- Setup the environment and install packages
python3 -m venv my_env # conda create --name my_env (if you use conda)
source my_env/bin/activate # conda activate my_env
pip install -r requirements.txt
We also recommend to install wandb for logging. See https://docs.wandb.ai/quickstart for more details. We use wandb for logging the training process and storing the test statistics.
2.Datasets
Blob Dataset: The Blob dataset is a two-dimensional Gaussian mixture model with nine modes arranged on a 3 x 3 grid. The two distributions differ in their variance as visualized in the figure below.
MNIST: The MNIST dataset consists of hand-written digits.
CIFAR10: The CIFAR10 dataset consists of 10 classes of images. We fine-tuned a ResNET50 model on the CIFAR10 dataset. We saved the model under data/cifar10/best_model.pth. It is used for generating adversarial samples with FGSM.
Gaussian CIT: The Gaussian CIT dataset is a 20-dimensional hierachical Gaussian model used for the conditional independence test.
-
Structure
train.py contains the training pipeline for each DAVT experiment. Here, all objects are initialized by making use of hydra's config files (see folder configs) and the training is performed. The training pipeline consists of the following steps:
-
Initialize the data generator (e.g. Blob dataset) This class yields samples from two distributions. The output object is of class torch.Dataset. Independently on the dataset there are two parameters that should be specified
- samples: number of samples to be generated
- type: type of the experiment "type2" (alternative holds) "type11" (null holds and the data comes from the first class), "type12" (null holds and the data comes from the second class)
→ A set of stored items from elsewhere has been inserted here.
PR #140, opened 2018-05-23
Add capture kit to rml samples

patrikgrenfeldt:


emiliaol:
Tested on stage. Works like a charm

PR #142, opened 2018-05-29
Automate delivery report

patrikgrenfeldt:
I think this i ready for testing.

The coverage will be slightly wrong in the delivery report and that issue is dealt with in another branch


patrikgrenfeldt:
we will merge into beta instead

PR #154, opened 2018-07-05
Put genotype re-upload option into production

northwestwitch:
Introduced a flag to allow force genotype re-upload. I don't know if this would work because I couldn't test it locally (I have no databases and files etc), so test should be done on stage.

Actions
- test reupload on stage (see comment of chiara)


cg/meta/upload/gt.py
```diff
@@ -50,6 +50,6 @@ def _analysis_sex(self, hk_version: hk.models.Version) -> dict:
             data[sample_data['id']] = sample_data['predicted_sex']
         return data
 
-    def upload(self, data: dict):
+    def upload(self, data: dict, replace: bool=False):
```
ingkebil: This is a function signature change. Did you check if this function is used anywhere else in `cg` to make sure it doesn't break anything else?

ingkebil:
So, we have the problem that we cannot push the validation changes into production yet. Because of that, we need to minimize the amount of changes we make to `master`. If we really want to have PR in production now, you have to merge these changes into `beta` and validate them along.

Thanks for your understanding :)

cg/meta/upload/gt.py
northwestwitch: I did, and it should be ok, I don't see it called from anywhere alse. But to be sure we should test it probably.

northwestwitch:
I think it's not extremely urgent but it should be implemented soon because sometimes they're stuck with the genotype analysis. But I think it should be fine to wait and do it after the holidays.

northwestwitch:
@emiliaol @emmser @b4ckm4n if you need to remove the sequencing data from genotype to re-upload the same sample I think you can do it directly from genotype, with the command:
"genotype delete -a sequence sample_name" .
At least I see this option in the code!

emiliaol:
Cool, thanks Chiara. I'll test it. 
And we are almost done with the validation so we can test this next week.

ingkebil:
@northwestwitch could you point me towards how to test this? Should we sit together for this tomorrow?

northwestwitch:
Today I've stuff to do in Uppsala around midday so I'm working from home, but to answer your question you could try to re-upload the genotype of a case (ask production if they have any sample you could use). You should see a difference in the database at the level of two tables:

Connect to genotype and In the table named '**analysis**' there are two analyses for each sample: one is the genotype and one is the sequence. If you re-upload the sequence the entry of type 'sequence' should be updated.

There will be changes also in the '**genotype**' table. the 51 analyses pointing the the old analysis should disappear to be replaced by the 51 pointing to the new sequence analysis. 

You can probably see the same using the app but I don't know exactly because still don't have access to it (what about fixing it now???).

barrystokman:
Tested on stage (PASSED):

table: analysis
family: supermaggot
sample_ids: ACC4668A8, ACC4668A9, ACC4668A10
ids of type 'sequence': 9071, 9072, 9073
ids of type 'genotype': 8890, 8899, 8900

table: genotype
records with analysis_id 9071, 9072, 9073 present

```cg upload genotypes -r supermaggot```

Table ```analysis``` in ```genotype-stage``` updated:

new ids of type ' sequence': 9074, 9075, 9076
created_at timestamp of sequences

ids of type 'genotype' unchanged

Table ```genotype``` in ```genotype-stage``` updated:

old analysis_ids replaced by new analysis_ids.

Evidence:
genotype reupload after reupload family supermaggot new ids - genotype table
genotype reupload after reupload family supermaggot old ids - genotype table
genotype reupload after reupload family supermaggot - analysis table
genotype reupload before reupload family supermaggot - cli messages
genotype reupload before reupload family supermaggot - genotype table
genotype reupload before reupload family supermaggot - analysis table

barrystokman:
@emmser Could you take a look at the documentation I added for ```cg upload genotypes --re-upload```?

The configuration files for each data generator are in folder configs/data, e.g. the file blob.yaml contains
_target_: "data.blob.BlobDataGen" # the class to be initialized samples: 1000 # mandatory parameter type: "type2" # mandatory parameter r: 3 # dataset specific parameter d: 2 # dataset specific parameter rho: 0.03 # dataset specific parameter with_labels: false # dataset specific parameter data_seed: 0 # dataset specific seed -
Initialize the operators. An object of class Operator (operators/base/Operator). An example is the SwapOperator (operators/swap/SwapOperator) which swaps the last feature of the input. The operator is initialized with the following parameters
- swap operator:
$\tau(x,y) = (y,x)$ and$\tau((x_1,y_1),(x_2, y_2)) = ((x_1,y_2),(x_2, y_1))$ . As for the data generator the default initialization parameters for the SwapOperator (operators/swap/SwapOperator) are stored in a hydra config file: configs/operator/swap.yaml_target_: "operators.swap.SwapOperator" p: 3 # tau input dimension (e.g. the number of features in either x or y in the two-sample test or the total number of feature is x_1 and y_1 ( or x_2 and y_2)) d: 2 # the starting index for swapping (e.g. here we swap the last feature of the 3D input)
- swap operator:
-
Initialize the model. The first model is a simple MLP with number and dimensions of hidden layers specified by the user. See the corresponding config files model/mlp.yaml for the default parameters. To build an MLP with four hidden layers with size 40 the user should specify hidden_layer_size: [40, 40, 40, 40].
-
Initialize and perform the training This step initializes a trainer object of class trainer.trainer.Trainer with configuration which can be specified in (configs/config.yaml)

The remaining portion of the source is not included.